Reload for downstream processing:

from polyzymd.compare.results.polymer_affinity import PolymerAffinityScoreResult

result = PolymerAffinityScoreResult.load("polymer_affinity_score_20260228_120000.json")

# Access per-condition scores
for summary in result.conditions:
    print(f"\n{summary.label}: total_score = {summary.total_score:+.2f} kT")
    for entry in summary.entries:
        print(
            f"  {entry.polymer_type} × {entry.protein_group}: "
            f"N={entry.n_contacts:.1f}, ΔG_sel={entry.delta_G:+.3f}, "
            f"Score={entry.score:+.3f} kT"
        )

# Access pairwise comparisons
for pair in result.pairwise_comparisons:
    if pair.p_value is not None:
        sig = "**" if pair.p_value < 0.01 else "*" if pair.p_value < 0.05 else ""
        print(
            f"{pair.condition_a} → {pair.condition_b}: "
            f"ΔScore = {pair.delta_score:+.2f} kT, p = {pair.p_value:.4f} {sig}"
        )

Troubleshooting

“No binding preference data found”

Run contacts analysis with binding preference enabled first:

polyzymd compare contacts -f comparison.yaml

Ensure compute_binding_preference: true is set in your contacts analysis settings.

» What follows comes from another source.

PR #2359, opened 2017-09-25
Remove unused and outdated stylus code

sutartmelson:
Supplemental PR to #2284 removing unused and outdated stylus code for the JSONEditor package

### DIFF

Very large scores (|S| > 50 kT)

Large scores usually indicate many contacts with strong enrichment/depletion. Check whether your polymer selection is too broad (including solvent) or your contact cutoff is too large. Also verify that n_exposed_in_group values are reasonable — very large groups amplify the score.

Score of exactly 0.0

This occurs when either mean_contact_fraction = 0 (no contacts) or enrichment = 0 (contacts exactly match random expectation). Check the binding preference data for the affected condition.

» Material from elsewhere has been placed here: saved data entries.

PR #2360, opened 2017-09-25
Fix a race condition in homepage plugin test

brianhelba:
This test was failing non-deterministically. This fix uses a more reliable method to test whether the plugin settings page was saved. `girder.rest.numberOutstandingRestRequests()` is very unreliable and should be avoided whenever possible.

### DIFF
--- a/plugins/homepage/plugin_tests/homepageSpec.js
+++ b/plugins/homepage/plugin_tests/homepageSpec.js
@@ -48,7 +48,7 @@ function _verifyHomepageSettings(elem) {
     _verifyMarkdownContent(elem);
 }
 
-describe('homepage plugin test ', function () {
+describe('homepage plugin test', function () {
     it('registers an admin user', girderTest.createUser(
         'admin', 'admin@example.com', 'Mark', 'Down', 'password'
     ));
@@ -66,12 +66,13 @@ describe('homepage plugin test ', function () {
 
             _verifyMarkdownContent($('.g-markdown-preview'));
 
+            $('#g-alerts-container').empty();
             $('#g-homepage-form').submit();
         });
 
         waitsFor(function () {
-            return girder.rest.numberOutstandingRestRequests() === 0;
-        }, 'rest requests to finish');
+            return $('.alert:contains("Settings saved.")').length > 0;
+        }, 'settings to save');
     });
 
     it('verifies homepage content as admin user', function () {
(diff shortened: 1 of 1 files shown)


brianhelba:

Different scores from BFE analysis

The affinity score and BFE analysis use the same ΔG\(_{\mathrm{sel}}\) formula but different aggregation: BFE reports per-contact ΔG\(_{\mathrm{sel}}\), while the affinity score multiplies by N_contacts. The per-contact ΔG\(_{\mathrm{sel}}\) values should match exactly; differences indicate a cache or configuration mismatch.